ABOUT THIS TASK –
Show every line of the data that includes the word "github".
======== INFORMATION GIVEN ========
Issue #1257, opened 2019-03-19
404 when PATCH/update didn't change anything


sevagh:
Hello. I'm doing a PATCH to update a row that doesn't exist. There's a GitHub issue (https://github.com/PostgREST/postgrest/issues/182) and pull request/changelog entry from 2015 (https://github.com/PostgREST/postgrest/commit/709e70561f8b527998b8ed8ac0916e92b1a5e17b) that indicates a PATCH that didn't change any rows should return 404.

Right now in my tests, I'm getting `204` whether or not any rows were updated. Could it be that this "404 when no rows were updated" behavior got lost somewhere along the line?

I'm using `postgREST v0.5.1` and Postgres 9.

steve-chavez:
Not sure why that behavior changed in https://github.com/PostgREST/postgrest/pull/763, maybe it was just something that slipped by.

I also think that 404 is the correct status code. Thanks for the report.

Issue #1070, opened 2018-02-21
Respond with HTTP 200 instead of 201 when no rows inserted


steve-chavez:
Currently this is happening with POST when the payload is `[]`, see: https://github.com/begriffs/postgrest/blob/108f3cd651a448fad065faf81a2090cee8a8d9fb/test/Feature/InsertSpec.hs#L129-L135

And when `Prefer: resolution=ignore-duplicates` is specified and all rows in the payload are duplicates: https://github.com/begriffs/postgrest/blob/108f3cd651a448fad065faf81a2090cee8a8d9fb/test/Feature/UpsertSpec.hs#L95-L101.

Also according to [RFC](https://tools.ietf.org/html/rfc7231#section-4.3.4), PUT should respond with 200 when the row is updated and with 201 when the row is inserted, currently it's always responding with 200.

These cases can be corrected by using the [xmax](https://www.postgresql.org/docs/10/static/ddl-system-columns.html) system column, as described [here](https://stackoverflow.com/questions/39058213/postgresql-upsert-differentiate-inserted-and-updated-rows-using-system-columns-x/39204667#39204667).

steve-chavez:
The `xmax` trick wouldn't work with auto-updatable VIEWs since only TABLEs have them.

wolfgangwalther:
[This](https://stackoverflow.com/a/34768232) could work for both tables and views, I think.

taimoorzaeem:
@steve-chavez The design for this fix/feature seems rather vague. I am thinking of implementing it the following way:

- Add `inserted` and `updated` fields in `ResultSet` here.
https://github.com/PostgREST/postgrest/blob/57fa2719ddade4c25aa12acea355ca6ee93a466e/src/PostgREST/Query/Statements.hs#L37-L53

- Add the local GUCs `pgrst.inserted` and `pgrst.updated` in the query here and then read them with `AS` in `prepareWrite` statement.
https://github.com/PostgREST/postgrest/blob/57fa2719ddade4c25aa12acea355ca6ee93a466e/src/PostgREST/Query/QueryBuilder.hs#L85-L105

- Then, use `Hasql.decoders` to decode `pgrst.inserted` and `pgrst.updated` variables. Compare them and set `rsGucStatus` accordingly.

I am not very familiar with PostgreSQL IO yet, let me know other things that need to be changed for this fix.

steve-chavez:
@taimoorzaeem Looks good. Go ahead :+1:

[...]

PR #1270, opened 2019-04-04
Fix invalid SQL generated for bulk upsert with empty array

### LINKED ISSUE #1265: invalid SQL generated for bulk upsert with empty array
### Environment

* PostgreSQL version: 9.6.11
* PostgREST version: 5.2.0 (1e732ac)
* Operating system: Debian 9.8

### Description of issue

When upserting an empty array of items, PostgREST reports the error

    syntax error at or near "RETURNING"

while non-empty upserts or plain inserts are handled fine. This seems to be irrespective of table structure. E.g.:

```
$ curl -X POST -H 'Content-type: application/json' -d '[]' -H 'Prefer: resolution=merge-duplicates' localhost:3000/articles
{"hint":null,"details":null,"code":"42601","message":"syntax error at or near \"RETURNING\""}
```

while this succeeds:

```
$ curl -X POST -H 'Content-type: application/json' -d '[]' localhost:3000/articles
```

Qu4tro:
Simple fix and respective test that resolves #1265.

I've added a simple check to check what columns are selected. If none are (the reason behind the syntax error), then it creates a `DO NOTHING` as suggested in the issue.

### DIFF
--- a/test/Feature/UpsertSpec.hs
+++ b/test/Feature/UpsertSpec.hs
@@ -44,7 +44,7 @@ spec =
             , matchHeaders = ["Preference-Applied" <:> "resolution=merge-duplicates", matchContentTypeJson]
             }
 
-        it "succeeds when the payload has no elements" $ do
+        it "succeeds when the payload has no elements" $
           request methodPost "/articles" [("Prefer", "return=representation"), ("Prefer", "resolution=merge-duplicates")]
             [json|[]|] `shouldRespondWith`
             [json|[]|] { matchStatus = 201 , matchHeaders = [matchContentTypeJson] }
--- a/test/Feature/UpsertSpec.hs
+++ b/test/Feature/UpsertSpec.hs
@@ -44,6 +44,12 @@ spec =
             , matchHeaders = ["Preference-Applied" <:> "resolution=merge-duplicates", matchContentTypeJson]
             }
 
+        it "succeeds when the payload has no elements" $ do
+          request methodPost "/articles" [("Prefer", "return=representation"), ("Prefer", "resolution=merge-duplicates")]
+            [json|[]|] `shouldRespondWith`
+            [json|[]|] { matchStatus = 201 , matchHeaders = [matchContentTypeJson] }
+
+
       context "when Prefer: resolution=ignore-duplicates is specified" $ do
         it "INSERTs and ignores rows on pk conflict" $
           request methodPost "/tiobe_pls" [("Prefer", "return=representation"), ("Prefer", "resolution=ignore-duplicates")]
--- a/CHANGELOG.md
+++ b/CHANGELOG.md
@@ -17,6 +17,7 @@ This project adheres to [Semantic Versioning](http://semver.org/).
 - #1221, Fix embedding other resources when having a self join - @steve-chavez
 - #1242, Fix embedding a view having a select in a where - @steve-chavez
 - #1238, Fix PostgreSQL to OpenAPI type mappings for numeric and character types - @fpusch
+- #1265, Fix query generated on bulk upsert with an empty array - @qu4tro
 
 ## [5.2.0] - 2018-12-12
 
--- a/src/PostgREST/QueryBuilder.hs
+++ b/src/PostgREST/QueryBuilder.hs
@@ -295,8 +295,10 @@ requestToQuery schema _ (DbMutate (Insert mainTbl iCols onConflct putConditions 
       IgnoreDuplicates ->
         "DO NOTHING"
       MergeDuplicates  ->
-        "DO UPDATE SET " <> intercalate ", " (pgFmtIdent <> const " = EXCLUDED." <> pgFmtIdent <$> S.toList iCols)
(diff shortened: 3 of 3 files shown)


test/Feature/UpsertSpec.hs
```diff
@@ -44,6 +44,12 @@ spec =
             , matchHeaders = ["Preference-Applied" <:> "resolution=merge-duplicates", matchContentTypeJson]
             }
 
+        it "succeeds when the payload has no elements" $
+          request methodPost "/articles" [("Prefer", "return=representation"), ("Prefer", "resolution=merge-duplicates")]
+            [json|[]|] `shouldRespondWith`
+            [json|[]|] { matchStatus = 201 , matchHeaders = [matchContentTypeJson] }
```
steve-chavez: HTTP 201 Created is a bit misleading, an HTTP 200 OK would be better. You could conditionally change the status by comparing if `queryTotal = 0` I believe.

src/PostgREST/App.hs
```diff
@@ -197,9 +197,10 @@ app dbStructure proc conf apiRequest =
               else do
                 let r = contentRangeH 0 (toInteger $ queryTotal-1)
                           (toInteger <$> if shouldCount then Just queryTotal else Nothing)
-                    s = if iPreferRepresentation apiRequest == Full
+                    s_200 = if iPreferRepresentation apiRequest == Full
                           then status200
                           else status204
+                    s = if queryTotal == 0 then status404 else s_200
```
steve-chavez: Is this related to https://github.com/PostgREST/postgrest/issues/1257?

steve-chavez:
You could avoid the test timeouts by rebasing to master.

src/PostgREST/App.hs
Qu4tro: Oh. That was a mistake, wrong branch. Sorry about that.

Yes. I was trying to fix it, but my current approach, breaks a few other tests.

I can create a PR and we can discuss it there.

test/Feature/UpsertSpec.hs
Qu4tro: I agree with you that HTTP 201 is misleading.

I've tried to not to de-rail, from current behavior and I had found this test:
```
-- test/Feature/InsertSpec.hs (lines 131-137)
it "returns empty array when no items inserted, and return=rep" $ do
  p <- request methodPost "/no_pk"
               [("Prefer", "return=representation")]
               [json| [] |]
  liftIO $ do
    simpleBody p `shouldBe` [json| [] |]
    simpleStatus p `shouldBe` created201
```

Which I would argue is similar to the one created in this PR. 
Let me know, which option do you think it's more fitting: Change both behaviors to 200, change just this PR to 200 or keep it as is for consistency.

steve-chavez: Both behaviors to 200 seems correct. My reasoning is that with [201](https://developer.mozilla.org/en-US/docs/Web/HTTP/Status/201) we can include a `Location` header for identifying the resource, and with `[]` as the response we can't do that.

src/PostgREST/App.hs
steve-chavez: Thank you. That makes reviewing easier.

Qu4tro:
Changed return code to 200 and both tests to expect 200 as discussed.

A few others tests started to fail as a result, which I changed them as well.
These fall under two fields:

`return=minimal` - When using return=minimal, the query that it is built is hardcoded with a zero. I'm guessing that's for performance reasons and I don't think that's bad, since it's explicit. 
`resolution=ignore-duplicates` when no row is actually inserted. 

I think both cases are fitted for a 200 as well. In this second case, no resource is created, similarly to the case in the original discussion.

In the `return=minimal` the request is already being handicapped and we don't actually know if a resource was created (i.e. ignore duplicates above), so I think a 200 OK (we ran the query and everything went fine) is appropriate.

steve-chavez:
@Qu4tro Just realized I bumped into the `return=minimal` problem in a previous PR https://github.com/PostgREST/postgrest/pull/1048#discussion_r169307092, opened an issue for that here https://github.com/PostgREST/postgrest/issues/1070.

I think `return=minimal` responding with 200 is not accurate when a resource is created, it should be `201`. We could make it work by having the same query for this [two](https://github.com/PostgREST/postgrest/blob/master/src/PostgREST/QueryBuilder.hs#L111-L117) and returning [xmax](https://www.postgresql.org/docs/11/ddl-system-columns.html) in this [line](https://github.com/PostgREST/postgrest/blob/master/src/PostgREST/DbRequestBuilder.hs#L342).

This is getting away from the original https://github.com/PostgREST/postgrest/issues/1265 though. So how about if you open another PR for #1070?
You could remove your last commit and then I'll merge this PR.

steve-chavez:
Also, don't forget to add an entry to the [CHANGELOG](https://github.com/PostgREST/postgrest/blob/master/CHANGELOG.md).

Qu4tro:
Cool, all done.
========
REPLY –
Hello. I'm doing a PATCH to update a row that doesn't exist. There's a GitHub issue (https://github.com/PostgREST/postgrest/issues/182) and pull request/changelog entry from 2015 (https://github.com/PostgREST/postgrest/commit/709e70561f8b527998b8ed8ac0916e92b1a5e17b) that indicates a PATCH that didn't change any rows should return 404.
Not sure why that behavior changed in https://github.com/PostgREST/postgrest/pull/763, maybe it was just something that slipped by.
Currently this is happening with POST when the payload is `[]`, see: https://github.com/begriffs/postgrest/blob/108f3cd651a448fad065faf81a2090cee8a8d9fb/test/Feature/InsertSpec.hs#L129-L135
And when `Prefer: resolution=ignore-duplicates` is specified and all rows in the payload are duplicates: https://github.com/begriffs/postgrest/blob/108f3cd651a448fad065faf81a2090cee8a8d9fb/test/Feature/UpsertSpec.hs#L95-L101.
https://github.com/PostgREST/postgrest/blob/57fa2719ddade4c25aa12acea355ca6ee93a466e/src/PostgREST/Query/Statements.hs#L37-L53
https://github.com/PostgREST/postgrest/blob/57fa2719ddade4c25aa12acea355ca6ee93a466e/src/PostgREST/Query/QueryBuilder.hs#L85-L105
steve-chavez: Is this related to https://github.com/PostgREST/postgrest/issues/1257?
@Qu4tro Just realized I bumped into the `return=minimal` problem in a previous PR https://github.com/PostgREST/postgrest/pull/1048#discussion_r169307092, opened an issue for that here https://github.com/PostgREST/postgrest/issues/1070.
I think `return=minimal` responding with 200 is not accurate when a resource is created, it should be `201`. We could make it work by having the same query for this [two](https://github.com/PostgREST/postgrest/blob/master/src/PostgREST/QueryBuilder.hs#L111-L117) and returning [xmax](https://www.postgresql.org/docs/11/ddl-system-columns.html) in this [line](https://github.com/PostgREST/postgrest/blob/master/src/PostgREST/DbRequestBuilder.hs#L342).
This is getting away from the original https://github.com/PostgREST/postgrest/issues/1265 though. So how about if you open another PR for #1070?
Also, don't forget to add an entry to the [CHANGELOG](https://github.com/PostgREST/postgrest/blob/master/CHANGELOG.md).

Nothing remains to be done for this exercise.